● **What is expected**: Filter the records, keeping every line that has the string "Does".

-------- Extracted information

PR #3197, opened 2020-06-29
Remove the import of logging from tls_client.edl

mingweishih:
The PR removes the import of logging.edl in the sample that was missed by #3151.


radhikaj:
Bors r+

anakrish:
One question: Does this mean that logging is now disabled for this sample?

mingweishih:
> One question: Does this mean that logging is now disabled for this sample?

Yes, we opt-out the `logging.edl` in all the samples in #3151.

----------------

● **Exercise solution**:
One question: Does this mean that logging is now disabled for this sample?
> One question: Does this mean that logging is now disabled for this sample?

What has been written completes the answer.